Thought I'd make a quick hunt yesterday before the Holiday shut things down. Sam and I tried a big cattail that is part of a WPA with some excellent uplands around it. Unfortunately there is still much corn standing so the birds are roosting in the grass and head for the corn first thing in the morning. They don't appear to come out of the corn until late evening. Without snow it is difficult for me to assess bird numbers.
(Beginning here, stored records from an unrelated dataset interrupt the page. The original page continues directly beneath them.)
PR #7233, opened 2019-07-16
[dev/arcade-migration] Improve dev scenarios

dagood:
Improved dev scenarios that were common with the old infrastructure:

Provide `/p:Subset=...` that works similarly to the old `run.cmd` args that built only certain projects.
* Old: `.\build.cmd -corehost-build`, new: `.\build.cmd /p:Subset=corehost`
* `/p:Subset=` is not great to type, but handling it in MSBuild lets us avoid maintaining a custom build script with arg parsing/passthrough specific to Core-Setup and duplicating the list of subsets.
  * If `-foo` is super desirable above `/p:Subset=foo`, we can add custom build scripts that turn known `-foo` subset args into `/p:Subset=foo` MSBuild args. This also gives us a place to add to `-help`/`--help`. (Arcade help is not extensible without a custom script.)
  * @vitek-karas, curious what you think here.

Fix readme table generation.
* Used the Subset infra to make a new easy build command to put in the readme.

Build managed projects and tests in VS, and run tests with VS Test Explorer.
* This was already mostly working. I updated some references that were pointing to old .NET Core versions to make the solution build without errors/warnings in my VS install.
* Removed `visual-studio-devenv.cmd` (obsolete) and updated doc.


eng/Build.props
```diff
@@ -1,45 +1,83 @@
...
+  <PropertyGroup>
+    <SubsetToLower>$(Subset.ToLowerInvariant())</SubsetToLower>
+  </PropertyGroup>
+
   <!--
     Projects for Arcade to build.
 
+    Supports '/p:Subset=<desired subset string>' dev build argument. If not set, all projects run.
+    Otherwise, each subset only runs if it is contained in the desired subset string. Each subset
+    listed in the arg should be separated by a '-' to avoid unintended matches.
```
MichaelSimons: I'm not following how a `-` avoids unintended matches?  The matching logic is somewhat _fuzzy_ because of the use of `contains`.  Aren't there are a number of scenarios which could have unintended matches?  e.g. 'mismanaged`  I'm not saying there is anything wrong with that but the comment is somewhat misleading.

eng/ShowNoProjectToBuildError.proj
```diff
@@ -0,0 +1,16 @@
+<Project>
+
+  <!--
+    Display an error if no projects will be built. Echo back the Subset variable if set: a typo in
+    that variable is the only anticipated way to hit this situation.
+  -->
+  <Target Name="Build">
+    <PropertyGroup>
+      <Message>No ProjectToBuild items found</Message>
+      <Message Condition="'$(Subset)' != ''">$(Message) in subset matching '$(Subset)'</Message>
```
MichaelSimons: It is a little unfortunate that a typo of a single subset provides a meaningful error UX but there isn't one when specifying a set - e.g. corehost-tast (typo of corehost-test)

dagood:
Cool, thanks.

> would be nice to have a doc which describes how to use these and what are the various values about.

I'm thinking I'll move this bit of `Build.props` into the root, calling it `Subsets.props`, add a big doc comment, and add a link in the readme. Seems likely to stay up to date that way.

eng/ShowNoProjectToBuildError.proj
dagood: Yeah... I'll see if I can do this better. One limitation is that right now I don't have a list of the valid subsets, but I think it's worthwhile to add that.

eng/Build.props
dagood: Yeah, this should say *some* unintended matches, and even then I don't have any practical examples. This is specifically about two subset names combining to form some unexpected name.

So, say, `corehost` and `estimate`  are `corehostestimate`, which contains `test`.

But if I can make the validation better (your other comment) this will become a requirement rather than just a convention.

dagood:
> add a link in the readme.

On second thought, I'm not actually sure this is a great idea without having the basics documented yet. I did doc work in `Subsets.props` but IMO there's no obvious place to link to it from.

I did get the functionality so the build validates each subset in the list individually, and added a `help` psuedo-subset that tells you about them.

```
  Accepted Subset values (see Subsets.props for more info):
  - CoreHost
      The .NET Core Host projects. This includes all the native code in Core-Setup.
  - Managed
      The managed .NET projects. This includes PlatformAbstractions, DependencyModel, and HostModel.
  - depproj
      The dependency projects. These gather shared framework files and run crossgen on them to turn them into ready-to-run (R2R) assemblies for the current platform.
  - pkgproj
      The packaging projects. These produce NETCoreApp and WindowsDesktop assets: NuGet packages, installers, zips, and Linux packages.
  - Installer
      Generates additional installers. This produces the shared frameworks and their installers.
  - Test
      The test projects. Note that building this doesn't execute tests: you must also pass the '-test' argument.
  - RegenerateReadmeTable [only runs on demand]
      Regenerates the table of asset links in the README.md file.

C:\git\core-setup-arcade\eng\Build.props(55,5): error : Choose a subset to use, or do not specify a subset to perform the full build. [C:\git\core-setup-arcade\.packages\microsoft.dotnet.arcade.sdk\1.0.0-beta.19364.1\tools\Build.proj]
```

vitek-karas:
One place which could use parts of this info is the end of this doc: https://github.com/dotnet/core-setup/blob/master/Documentation/building/windows-instructions.md

Ideally we would also add another one for Linux and Mac...

vitek-karas:
There's also https://github.com/dotnet/core-setup/blob/master/Documentation/building/Running-Tests-In-VisualStudio-IDE.md which needs updating or outright deletion (and adding the two lines which still aply to the other doc)

dagood:
I updated [Running-Tests-In-VisualStudio-IDE.md](https://github.com/dagood/core-setup/blob/dev-scenarios/Documentation/building/Running-Tests-In-VisualStudio-IDE.md) already, actually. 😄 I did miss `windows-instructions.md` though, I disregarded it because it looked like just prereqs. I added a note to the bottom about subsets and cleaned up a couple things.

So this was my main view yesterday.










As we crossed a deep ravine a nice rooster flushed up the other side, high in the air with his back toward us. I clobbered that sucker and he fell like a bag of rocks, actually bouncing off the frozen ground. Even heard him thump. No hurry to get there as Sam was on the way. I crossed the ice and climbed to the other side but no Sam and no bird. Damn it. Sam only retrieves if there is another dog along or if it lands in water. He will kill a crip and wait by the bird for me but if I'm slow getting there he will leave it and start hunting again. As I looked around old Sam was in hot pursuit of the rooster and they both disappeared into the corn. In about 5 minutes he was back with a couple feathers stuck to his lips. So, lost that one. The rest of the hunt was quick points in high wind with the birds sliding out and running for Nebraska. Didn't see another soul in the field.


----------



## brobones (Mar 10, 2004)

Great story and fantastic picture. Don't get much better than that right there as you are in the thick of things with the birds.Thanks for posting up all of your stories and pictures. :beer:


----------



## ChukarBob (Sep 4, 2006)

We got a lot of birds out of cattails and other insualating cover on our trip, esp. after the weather got cold and snowy. Remy, my 8 year old Lab, has really come to love rooting the birds out of cattails. And she made some great "saves" on birds I managed to cripple that tried to elude her in cattails. Can't imagine hunting pheasants without a good dog, esp. a dog that can make up for my poor shooting by following up on runners. She isn't always aggressive in subduing birds and retrieving them to hand, but she will "park" herself over a crippled bird and make sure it stays put until I grab it. Imagine if she had had a better trainer, this wouldn't be a problem.


----------